Газовые рожки на лестничной площадке, отвернутые до предела, яростно шипели. «Интересно, – подумала Фрэнсис, – помнят ли жильцы, что за газ платим мы с матерью?»
Встретившись взглядом с мистером Барбером, она сказала фальшиво-жизнерадостным тоном под стать новой обстановке:
– Обустраиваетесь, да?
Мистер Барбер вынул изо рта сигарету и подавил зевок:
– На сегодня с меня хватит, мисс Рэй. Я внес свою лепту, перетаскав сюда все чертовы ящики. А вот порядок пусть наводит Лилиана. Она такое любит. Дай ей волю, навела бы порядок во всей Англии.

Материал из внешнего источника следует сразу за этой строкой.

PR #564, opened 2026-08-07
[RSDEV-13621][D58x] Fix GMSL DFU completion and re-enumeration

lemon6630:
## Tracking

- JIRA: [RSDEV-13621](https://rsjira.realsenseai.com/browse/RSDEV-13621)

## Summary

This PR fixes both phases required for D58x GMSL DFU to complete without a manual `d4xx` module reload:

- wait for the D58x `dfuMANIFEST_WAIT_RESET` terminal state and correctly finalize aligned images
- preserve successful manifestation state across character-device close, then recover the D585 GMSL link only after HKR finishes its post-DFU PWDNB initialization

## Root cause

- D58x transitions `dfuMANIFEST_SYNC -> dfuMANIFEST -> dfuMANIFEST_WAIT_RESET`; treating state 0x07 as terminal reports failure before firmware announces its reboot.
- Finalization previously lived only in the short-final-block path, so a 1024-byte-aligned image could skip download-complete and manifestation handling.
- After manifestation, the existing hardware-reset recovery restored the serializer alias too early. HKR performs another GMSL/PWDNB initialization roughly 1.5 seconds later and resets the alias again, leaving the camera absent until `d4xx` is reloaded.
- During this reboot window, the DFU magic value can be observed transiently and must not be treated as the final recovery state.

## Changes

- Select the expected manifestation terminal state per device family.
- Poll D58x through states 0x06/0x07 to 0x08 with a bounded 180-second deadline while preserving D4xx behavior at state 0x07.
- Share finalization between the short-block path and `.flush`, including close-time error propagation.
- Retain a successful manifestation marker across DFU character-device close.
- For D585 post-DFU reset, wait for HKR GMSL/PWDNB initialization before restoring the serializer alias.
- Ignore transient DFU magic during that manifestation reset and clear the marker only after full device/link recovery.

The Recovery device-family hint remains session-local and does not modify `cached_device_type`.

## Validation

- `git diff --check`: passed.
- `./build_all.sh 6.2`: passed for Jetson kernel `5.15.148-tegra`.
- Deployed the resulting `d4xx.ko` on Jetson `192.168.112.132`.
- Completed compressed-image DFU on D585 serial `333622320064` in both directions:
  - `7.58.45946.14332 -> 7.58.46031.14359`
  - `7.58.46031.14359 -> 7.58.45946.14332`
- Both `rs-fw-update` operations returned success and independently enumerated the exact target firmware version.
- No `rmmod`, `modprobe`, or system reboot was used between updates.
- After the second DFU, opened `640x480@30 Z16` depth streaming and received 61 frames before a clean stop/close.

The corresponding librealsense lifecycle changes are tracked in [librealsense PR #15619](https://github.com/realsenseai/librealsense/pull/15619).

## Related PRs

- [PR #595](https://github.com/realsenseai/realsense_mipi_platform_driver/pull/595) proposes retries for transient GETSTATUS reads; that is orthogonal to terminal-state, aligned-image finalization, and post-DFU GMSL recovery.

## Companion firmware/test PRs

- IO: https://github.com/RealSenseAI-Internal/soc-rs-soc-io-drivers/pull/520
- tests: https://github.com/RealSenseAI-Internal/soc-rs-hkr-test/pull/356
- build: https://github.com/RealSenseAI-Internal/soc-rs-hkr-trunk/pull/130
- FreeRTOS: https://github.com/RealSenseAI-Internal/soc-rs-soc-os-freertos/pull/50
- device manager: https://github.com/RealSenseAI-Internal/soc-rs-soc-device-mgr/pull/452
- apps: https://github.com/RealSenseAI-Internal/soc-rs-hkr-apps/pull/271
- prebuilts: https://github.com/RealSenseAI-Internal/soc-rs-soc-prebuilts/pull/85

### DIFF
--- a/kernel/realsense/d4xx.c
+++ b/kernel/realsense/d4xx.c
@@ -145,6 +145,12 @@ struct ser_interface {
 #define DS5_DEVICE_TYPE_D45X		6
 #define DS5_DEVICE_TYPE_D43X		5
 #define DS5_DEVICE_TYPE_UNKNOWN		0
+/*
+ * FW version major byte identifies the family in recovery, where DEVICE_TYPE
+ * (0x0310) is not served: D58x reports 7 or 8, D4xx reports 5.
+ */
+#define DS5_D58X_FW_MAJOR_MIN		7
+#define DS5_D58X_FW_MAJOR_MAX		8
 
 /* GVD response payload size per product line */
 #define DS5_GVD_LEN_D4XX		276
@@ -297,6 +303,13 @@ enum ds5_mux_pad {
 #define PIPE_NOT_CONFIGURED	-1
 
 #define DFU_WAIT_RET_LEN 6
+
+/*
+ * Deadline for the D58x manifest wait; the manifest can legitimately take
+ * up to ~90 s, so the bound is generous and only guards against a device
+ * stuck in an intermediate manifest state.
+ */
+#define DFU_MANIFEST_TIMEOUT_MS 180000
 
 #define DS5_START_POLL_TIME	10
 #define DS5_START_MAX_TIME	2000
@@ -583,6 +596,8 @@ struct ds5_dfu_dev {
 	struct class *ds5_class;
 	int device_open_count;
 	enum dfu_state dfu_state_flag;
+	enum dfu_fw_state manifest_state;
+	bool manifest_complete;
 	unsigned char *dfu_msg;
 	u16 msg_write_once;
 	// unsigned char init_v4l_f; // need refactoring
@@ -3114,6 +3129,14 @@ static int ds5_set_calibration_data(struct ds5 *state,
 #define DS5_HW_RESET_TIMEOUT_MS		10000
 #define DS5_HW_RESET_MAX_RETRIES	(DS5_HW_RESET_TIMEOUT_MS / DS5_HW_RESET_POLL_INTERVAL_MS)
 
+/*
+ * D585 reinitializes its serializer from HKR roughly 1.5 seconds after a
+ * post-DFU reboot.  Recovering the serializer alias before that point is
+ * ineffective because the later HKR PWDNB cycle resets it back to the
+ * default address.
+ */
+#define DS5_D585_DFU_SERDES_SETTLE_MS	1500
+
 /* Minimum interval between consecutive HW resets (ms).
  * Rapid back-to-back resets degrade the GMSL link.
  */
@@ -3244,6 +3267,8 @@ static int ds5_hw_reset_with_recovery(struct ds5 *state)
 	u16 d585_product_id = READ_ONCE(state->ds5_dev->d585_product_id);
 	bool d585_proto_reset = d585_product_id == D585_2C_PROTO_PID ||
 				 d585_product_id == D585_3C_PROTO_PID;
+	bool post_dfu_reset = d585_proto_reset &&
+		READ_ONCE(state->dfu_dev.manifest_complete);
 	unsigned long ds5_last_reset_jiffies = READ_ONCE(state->ds5_dev->last_reset_jiffies);
 	unsigned long ts, timeout;
 
@@ -3270,6 +3295,42 @@ static int ds5_hw_reset_with_recovery(struct ds5 *state)
 			msleep(jiffies_to_msecs(remaining));
 		}
 	}
+
+#ifdef CONFIG_VIDEO_D4XX_SERDES
+	/*
+	 * D585 prototype-only workaround for the serializer/control-path recovery
+	 * issue post-DFU manifestation. Restore the serializer alias and control
+	 * tunnel before the first camera I2C access after the SDK-triggered HW reset.
+	 */
+	if (post_dfu_reset) {
+		struct ds5 *primary = state->ds5_dev->ds5_primary;
+
+		if (!primary || !primary->dser_ops->recover_link)
+			return -ENODEV;
+
+		mutex_lock(&serdes_lock__);
+		ret = primary->ser_ops->reset_control(primary->ser_dev);
+		if (!ret)
+			ret = primary->dser_ops->recover_link(primary->dser_dev,
+						      primary->ser_dev,
+						      primary->gmsl_link);
+		if (!ret)
+			ret = primary->ser_ops->setup_control(primary->ser_dev);
+		if (!ret)
+			ret = primary->ser_ops->init_settings(primary->ser_dev);
+		mutex_unlock(&serdes_lock__);
+		if (ret) {
+			dev_err(&state->client->dev,
+				"%s(): pre-HW-reset D585 SerDes recovery failed (%d)\n",
+				__func__, ret);
+			return ret;
+		}
+
+		dev_info(&state->client->dev,
+			 "%s(): pre-HW-reset D585 GMSL control path recovered\n",
+			 __func__);
+	}
+#endif
 
 	/* 1. Stop active streams on the device before reset.
 	 *    This ensures FW and SERDES are in a clean state.
@@ -3355,6 +3416,18 @@ static int ds5_hw_reset_with_recovery(struct ds5 *state)
 		if (!primary || !primary->dser_ops->recover_link)
 			return -ENODEV;
 
+		/*
+		 * The D585 manifestation reset is followed by HKR's own GMSL PWDNB
+		 * cycle.  Let that finish before restoring the serializer alias;
+		 * otherwise the alias is lost again just after this function returns.
+		 */
+		if (post_dfu_reset) {
+			dev_info(&state->client->dev,
+				 "%s(): waiting for D585 post-DFU GMSL initialization\n",
+				 __func__);
+			msleep(DS5_D585_DFU_SERDES_SETTLE_MS);
+		}
+
 		mutex_lock(&serdes_lock__);
 		ret = primary->ser_ops->reset_control(primary->ser_dev);
 		if (!ret)
@@ -3402,6 +3475,12 @@ static int ds5_hw_reset_with_recovery(struct ds5 *state)
 
 		ret = ds5_read_poll(state, DS5_DFU_MAGIC_REG, &ready_status);
 		if (!ret && ready_status == DS5_DFU_MAGIC_LSW) {
+			if (post_dfu_reset) {
+				dev_dbg(&state->client->dev,
+					"%s(): transient DFU state during manifestation reset\n",
+					__func__);
+				continue;
+			}
 			dev_warn(&state->client->dev,
 				"%s(): Device in DFU/recovery mode after reset\n", __func__);
 			state->dfu_dev.dfu_state_flag = DS5_DFU_RECOVERY;
@@ -3492,6 +3571,8 @@ static int ds5_hw_reset_with_recovery(struct ds5 *state)
 	}
 
 	WRITE_ONCE(state->ds5_dev->last_reset_jiffies, jiffies);
+	if (post_dfu_reset)
+		WRITE_ONCE(state->dfu_dev.manifest_complete, false);
 
 	return 0;
 }
@@ -7388,6 +7469,8 @@ static int ds5_dfu_wait_for_get_dfu_status(struct ds5 *state,
 	u16 status, dfu_state_len = 0x0000;
 	unsigned char dfu_asw_buf[DFU_WAIT_RET_LEN];
 	unsigned int dfu_wr_wait_msec = 0;
+	unsigned long manifest_deadline = jiffies +
+			msecs_to_jiffies(DFU_MANIFEST_TIMEOUT_MS);
 
 	do {
 		ds5_write_with_check(state, 0x5008, 0x0003); // Get Write state
@@ -7419,7 +7502,18 @@ static int ds5_dfu_wait_for_get_dfu_status(struct ds5 *state,
 		dfu_wr_wait_msec = (((unsigned int)dfu_asw_buf[3]) << 16)
 						| (((unsigned int)dfu_asw_buf[2]) << 8)
 						| dfu_asw_buf[1];
-	} while (dfu_asw_buf[4] == dfuDNBUSY && exp_state == dfuDNLOAD_IDLE);
+	/*
+	 * D58x manifestation runs dfuMANIFEST_SYNC -> dfuMANIFEST ->
+	 * dfuMANIFEST_WAIT_RESET; keep polling through the intermediate
+	 * states until the terminal wait-reset state is reached, bounded by
+	 * manifest_deadline so a stuck device errors out instead of hanging.
+	 */
+	} while ((dfu_asw_buf[4] == dfuDNBUSY &&
+		  exp_state == dfuDNLOAD_IDLE) ||
+		 ((dfu_asw_buf[4] == dfuMANIFEST_SYNC ||
+		   dfu_asw_buf[4] == dfuMANIFEST) &&
+		  exp_state == dfuMANIFEST_WAIT_RESET &&
+		  time_before(jiffies, manifest_deadline)));
 
 	if (dfu_asw_buf[4] != exp_state) {
 		dev_notice(&state->client->dev,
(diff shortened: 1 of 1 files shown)


kernel/realsense/d4xx.c
```diff
@@ -6653,7 +6657,14 @@ static int ds5_dfu_wait_for_get_dfu_status(struct ds5 *state,
 		dfu_wr_wait_msec = (((unsigned int)dfu_asw_buf[3]) << 16)
 						| (((unsigned int)dfu_asw_buf[2]) << 8)
 						| dfu_asw_buf[1];
-	} while (dfu_asw_buf[4] == dfuDNBUSY && exp_state == dfuDNLOAD_IDLE);
+	/* D58x manifestation runs dfuMANIFEST_SYNC -> dfuMANIFEST ->
+	 * dfuMANIFEST_WAIT_RESET; keep polling through the intermediate
+	 * states until the terminal wait-reset state is reached. */
+	} while ((dfu_asw_buf[4] == dfuDNBUSY &&
```
ymodlin, line 6724: **Potential BUG:** The new `do..while` branch for `dfuMANIFEST_SYNC`/`dfuMANIFEST` states has no explicit timeout. If the device gets stuck in one of the intermediate manifest states and never transitions to `dfuMANIFEST_WAIT_RESET`, this loop will never exit. The existing `dfuDNBUSY` branch relies on `dfu_wr_wait_msec` delays, but there's no retry counter or deadline for the new manifest states. Consider adding a maximum iteration guard (e.g., reuse or extend the existing timeout mechanism in this function).

> 🤖 *Auto-generated by rs-agentic bot*

ymodlin (commented):
Automated review for PR #564: [D58x] DFU: wait for dfuMANIFEST_WAIT_RESET terminal state

kernel/realsense/d4xx.c
lemon6630: Good catch — addressed in 05ccddb. The manifest poll is now bounded by a jiffies deadline (DFU_MANIFEST_TIMEOUT_MS = 180 s, generous since a legitimate manifest can take ~90 s). On timeout the state stays != dfuMANIFEST_WAIT_RESET, so the existing 'Wrong dfu_state' -EINVAL return fires instead of spinning. Only the new manifest clause is bounded; the proven D4xx dfuDNBUSY path is untouched.

kernel/realsense/d4xx.c
```diff
@@ -6622,6 +6631,8 @@ static int ds5_dfu_wait_for_get_dfu_status(struct ds5 *state,
 	u16 status, dfu_state_len = 0x0000;
 	unsigned char dfu_asw_buf[DFU_WAIT_RET_LEN];
 	unsigned int dfu_wr_wait_msec = 0;
+	unsigned long manifest_deadline = jiffies +
```
ashrafk93, line 6687: **[rs-agentic]** ℹ️ `manifest_deadline` is computed once at function entry, shared across both the `dfuDNBUSY` phase and the new MANIFEST polling phase. If the DN-BUSY phase itself consumes most of the 180 s (e.g. a slow device or many retries), the deadline may already be expired when the MANIFEST polling condition first activates, causing an immediate false timeout. Consider initializing the deadline only when entering the manifest wait branch, or use a separate larger deadline for the manifest phase.

ashrafk93 (commented):
**[rs-agentic auto-review]** PR #564 reviewed.

ymodlin (dismissed):
1. No ticket number
2. This PR effect both d4xx and d585 should be consulted before sending a PR I want to understand the design and the requirments.

lemon6630:
@ymodlin Thanks for raising this. I agree that, because this is the unified D4xx/D5xx driver, I should have aligned on the design and requirements with both owners before requesting review.

The PR is now linked to [RSDEV-13621](https://rsjira.realsenseai.com/browse/RSDEV-13621). The requirement is: a D585 GMSL DFU that starts from Recovery must complete through the HKR reboot and restore the four logical sensors and V4L2 nodes without rebooting Jetson or manually reloading the Host driver, while preserving the existing D4xx DFU behavior.

The intended compatibility boundaries are:

- D4xx still treats `dfuMANIFEST` (0x07) as terminal; only a confirmed D58x waits for `dfuMANIFEST_WAIT_RESET` (0x08).
- The FW-major fallback is used only when cold Recovery cannot provide a valid device type, and major >= 7 identifies D58x; it never overrides a valid D4xx device type.
- Automatic re-probe is scheduled only when the DFU session began in Recovery, completed successfully, and `ds5_is_d58x()` is true. Operational DFU and all D4xx sessions do not schedule it.
- The four-client tracking and module-exit cleanup are shared infrastructure because all aliases use the same unified driver. Although their runtime action is D58x-gated, this shared lifecycle code still needs D4xx-owner review and D4xx regression coverage before merge.

The D585 path has been validated end to end on JP6.2.1/MAX96724, including HKR reboot, automatic primary-first re-probe, seven V4L2 nodes, SDK enumeration, and no Oops/WARN. I will not merge this until we have aligned on the design and the required D4xx regression scope. I am happy to walk through the state machine and re-probe lifecycle together.

kernel/realsense/d4xx.c
ymodlin: change approved

kernel/realsense/d4xx.c
ymodlin: Re-checked this one — it looks like a false positive, no change needed.

`manifest_deadline` is initialised on every call to `ds5_dfu_wait_for_get_dfu_status()`, and the two `while` clauses are mutually exclusive via `exp_state`: the DN-BUSY clause requires `exp_state == dfuDNLOAD_IDLE`, the manifest clause requires `exp_state == dfuMANIFEST_WAIT_RESET`. The DN-BUSY phase runs in a *separate* invocation (called with `dfuDNLOAD_IDLE`), so it cannot consume the manifest call's deadline — the 180 s clock starts fresh when the manifest wait begins.

kernel/realsense/d4xx.c
```diff
@@ -7015,24 +7110,169 @@ static int ds5_v4l_init(struct i2c_client *c, struct ds5 *state)
...
 #endif
+	bool auto_reprobe = false;
 	int ret = 0, retry = 10;
 	mutex_lock(&state->lock);
 	state->dfu_dev.device_open_count--;
+#ifdef CONFIG_VIDEO_D4XX_SERDES
+	auto_reprobe = state->dfu_dev.dfu_state_flag == DS5_DFU_DONE &&
+		state->dfu_dev.reprobe_after_dfu && ds5_is_d58x(state);
+	if (auto_reprobe)
+		ds5_dfu_schedule_reprobe(state);
```
ymodlin: **Potential BUG:** the return value of `ds5_dfu_schedule_reprobe()` is discarded, but `auto_reprobe` stays `true` regardless. At line ~7294 that causes an early `return 0` which skips the FW-version verification loop.

So when scheduling fails (`-ENOSPC` when all `ds5_dfu_reprobe[]` slots are busy, or `-ENODEV` when `client_count != 4`), the device is neither re-probed nor verified — it is silently left unusable after a successful DFU.

Suggest `auto_reprobe = ds5_dfu_schedule_reprobe(state) == 0;` so the fallback verification path still runs.

kernel/realsense/d4xx.c
```diff
@@ -6713,6 +6733,16 @@ static int ds5_dfu_detach(struct ds5 *state)
...
 			__func__, buf.DFU_isLocked ? "locked" : "unlocked");
+	/* Recovery never ran ds5_wait_device_type(), so cached_device_type is
+	 * UNKNOWN; recover the family from the FW major byte so the DFU
+	 * manifest wait picks the D58x terminal state (dfuMANIFEST_WAIT_RESET).
+	 */
+	if (!ret && state->ds5_dev &&
+	    !ds5_is_valid_device_type(
+		    READ_ONCE(state->ds5_dev->cached_device_type)) &&
+	    ((buf.FW_lastVersion >> 24) & 0xff) >= DS5_D58X_FW_MAJOR_MIN)
+		WRITE_ONCE(state->ds5_dev->cached_device_type,
```
ymodlin: **BUG** — writing a *guessed* family into `cached_device_type` poisons the FW-confirmed device type.

That field is consumed by `ds5_is_d58x()` → `ds5_rgb_ctrl_offset()` (also ~L4978/L5200), and by the `ds5_wait_device_type()` fast path (~L2765) which returns success as soon as the cached value is valid — without ever reading `DS5_DEVICE_TYPE`. So a wrong guess silently routes RGB control writes to D58x register offsets, and a readiness gate can pass unconfirmed. CLAUDE.md: *"Do not let pre-reset cache values short-circuit post-reset readiness checks."*

The `>= 7` FW-major heuristic is also fragile if D4xx FW majors ever reach 7.

Suggest keeping the recovery hint in a separate field (e.g. `dfu_family_hint`) consumed **only** by the DFU manifest wait, and reserving `cached_device_type` for FW-read values.

kernel/realsense/d4xx.c
ymodlin: Withdrawing this one — `ds5_dfu_schedule_reprobe()` is not part of this PR (no reprobe code in the current diff); it belongs to #574 and is tracked there. Please ignore.

kernel/realsense/d4xx.c
```diff
@@ -7102,7 +7140,7 @@ static ssize_t ds5_dfu_device_write(struct file *flip,
 			if (!ret)
 				ret = ds5_write(state, 0x4a04, 0x00); /*Download complete */
 			if (!ret)
-				ret = ds5_dfu_wait_for_get_dfu_status(state, dfuMANIFEST);
+				ret = ds5_dfu_wait_for_get_dfu_status(state, manifest_state);
```
Nir-Az: Not introduced here, but this call sits inside `if (dfu_part_blocks)`, so the whole finalization — `0x4a04` download-complete, the manifest wait, and `DS5_DFU_DONE` — is skipped whenever a `write()` length happens to be an exact multiple of `DFU_BLOCK_SIZE` (1024). For an image streamed in one pass that makes completion depend on `image_size % 1024 != 0`; a 1024-aligned signed image would never finalize, and the caller still gets a successful write back with no error anywhere. Since this PR is already reworking the terminal-state logic on exactly this call, it seems like the right place to move the download-complete plus manifest wait out of the partial-block branch.

Nir-Az:
**AR — drivers team.** After #564/#595/#606 land, this is what's still needed for D5xx GMSL DFU to behave like D4xx GMSL (no workarounds, no manual driver reload):

1. Who issues `0x20` after DFU? D4xx FW self-resets; D58x parks at `dfuMANIFEST_WAIT_RESET`. If the driver issued it on `DS5_DFU_DONE`, the SDK would need no D5xx-specific path at all. This one decision drives everything else.
2. #606 covers only proto PIDs `0x0C07`/`0x0C08` — final `0x0C04`/`0x0C05`/`0x0C06` still have no post-reset link recovery.
3. `0x4a04` + manifest wait + `DS5_DFU_DONE` sit inside `if (dfu_part_blocks)`, so a `DFU_BLOCK_SIZE`-aligned image never finalizes and `write()` still returns success (see inline comment above).
4. Once FW answers `0x0310` in recovery, drop #564's FW-major guess. Also: one documented DFU chardev naming scheme plus the family exposed in sysfs, so the SDK can stop parsing the device-tree `compatible`.
5. #595 is a hard dependency, not an optional companion — error polling stays enabled on D500, so that bus contention is our normal path rather than an edge case.

Nir-Az:
**AR — FW team (HKR / D58x).** Companion to the drivers AR above; these are the FW-side asymmetries that force both the driver and the SDK to special-case D5xx GMSL DFU:

1. Self-reset after manifest the way D4xx does at `0x07`, or make `0x20` the documented contract on every D58x SKU. Please pick one — it decides whether #564's per-family terminal state is permanent.
2. Support `0x20` on final PIDs, not just the GMSL proto. Its absence is why the SDK's post-DFU reset is compiled out today.
3. Answer `DS5_DEVICE_TYPE` (0x0310) in recovery, or put the family in the DFU chardev's `DFU info:` line. Right now the driver guesses from the FW major byte and the SDK guesses from the device tree — two heuristics for one fact.
4. Stop returning `0xFFFF`/`0xFF` on `0x5004`/`0x4e00` during the manifest window, or document the retry contract (#595).
5. Report real `iString` DFU progress — without it the SDK falls back to a fixed 120 s ramp instead of actual progress.

kernel/realsense/d4xx.c
lemon6630: Fixed in 81ce083. Finalization now uses a shared ds5_dfu_finalize_download() helper. A short final block still finalizes in write(), while a 1024-byte-aligned image remains IN_PROGRESS until the file flush callback sends 0x4a04, waits for the session terminal manifest state, and sets DS5_DFU_DONE. The flush return value also propagates manifestation failure through ofstream close instead of reporting false success. I built the full JP6.2.1 module set with #606 and booted it on Jetson .172; active d4xx is 1.0.6.7 and the DFU/V4L2 nodes are present.

lemon6630:
Addressed the review points as follows:

1. Post-DFU `0x20` remains outside #564. For the current prototype integration, librealsense sends it only after the DFU file closes successfully; #606 owns the driver/SerDes recovery path.
2. #606 still supports only prototype PIDs `0x0C07`/`0x0C08`. The SDK runtime adapter is correspondingly gated in the local integration; final-PID support remains a separate requirement.
3. Fixed in `81ce083`: a 1024-byte-aligned image now finalizes from `.flush`, while a short final block still finalizes from `write()`. Both paths share the same helper, and close-time manifestation errors are returned to userspace.
4. The Recovery FW-major hint remains session-local and does not modify `cached_device_type`. Replacing the hint with `0x0310`/sysfs is pending the authoritative FW/ABI contract.
5. #595 remains an orthogonal reliability dependency; it was not silently folded into this terminal-state/aligned-image change.

Validation used a full JP6.2.1 module-set build containing #564 plus exact #606 head `4697b4e`. It is booted on Jetson `.172`; active `d4xx` is 1.0.6.7 and the DFU plus seven V4L2 nodes are present. I did not start a firmware write because the bench camera already fails GVD/HWMC reads before DFU, so #606 cannot cache the prototype PID in the current boot.

kernel/realsense/d4xx.c
Nir-Az: Thanks — the shared helper plus the flush hook covers the aligned case. One thing the new path introduces though: `flush` finalizes whenever the state is still `IN_PROGRESS`, with no completeness check, so an aborted transfer now sends `0x4a04` on a partial image — Ctrl-C on rs-fw-update, a viewer cancel, a crashed process, or a short read of the image file. Before this commit `release` just dropped to `DS5_DFU_IDLE` and nothing was manifested, so aborting mid-image was safe. Can we gate the flush finalization on an actual end-of-image signal rather than `IN_PROGRESS` alone? On a crashed process the `close()` return is discarded as well, so it would fail silently.

kernel/realsense/d4xx.c
lemon6630: Addressed in 81ce083 and retained at current head 4e72952. Recovery no longer writes the guessed family into cached_device_type. The open path initializes a DFU-session-local manifest_state, and ds5_dfu_detach narrows FW major 7..8 only to that field. cached_device_type remains reserved for the firmware value read from DS5_DEVICE_TYPE, so readiness and RGB register routing cannot be short-circuited by the recovery hint.

kernel/realsense/d4xx.c
lemon6630: You are right that close is not an independent proof of end-of-image. For a block-aligned multi-write stream, the driver receives neither an expected total length nor a separate commit operation, so flush cannot distinguish intentional EOF from an abort. D5xx also accepts variable image sizes, so byte counting cannot safely close that gap inside this PR alone. I traced the current HKR side as well: download-complete passes the buffered bytes and actual size to dfu_update_v2, which validates the compressed container, layout/size/CRC, authentication, and flash readback; a truncated image returns a DFU error and never reaches wait-reset or reboot. That prevents silent activation of a partial image, but it does not provide explicit caller intent or a recoverable close error after process death. I am therefore keeping this thread open. The complete fix needs a coordinated length-bearing start or explicit commit operation in the chardev ABI plus the SDK caller change; otherwise the choice is to drop aligned-image support or accept close as EOF with firmware validation.

ejgoldik (approved):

До сих пор Фрэнсис не рассматривала мужчину толком, отметила лишь лейтмотив поведения – шутливую ворчливость, – но и все, ничего более вещественного. Теперь же, в ровном газовом свете, она увидела безупречную опрятность всего облика, свойственную клеркам. Без ботинок он был всего на дюйм-два выше ее. «Слабак», – назвала его жена, но для слабака в нем слишком много жизни. Рыжеватая щетина, крохотные рябинки от прыщей на щеках, узкий подбородок, скученные зубы, белесые, почти невидимые ресницы. Но вот глаза, ярко-голубые, почти синие глаза делали его прямо красавцем, ну или почти, – во всяком случае, мужчиной куда более привлекательным, чем ей показалось поначалу.
Фрэнсис отвела взгляд:
– Ладно, пойду спать.
Он подавил очередной зевок:
– Счастливица вы! А мне еще ждать и ждать, пока Лили украшает спальню.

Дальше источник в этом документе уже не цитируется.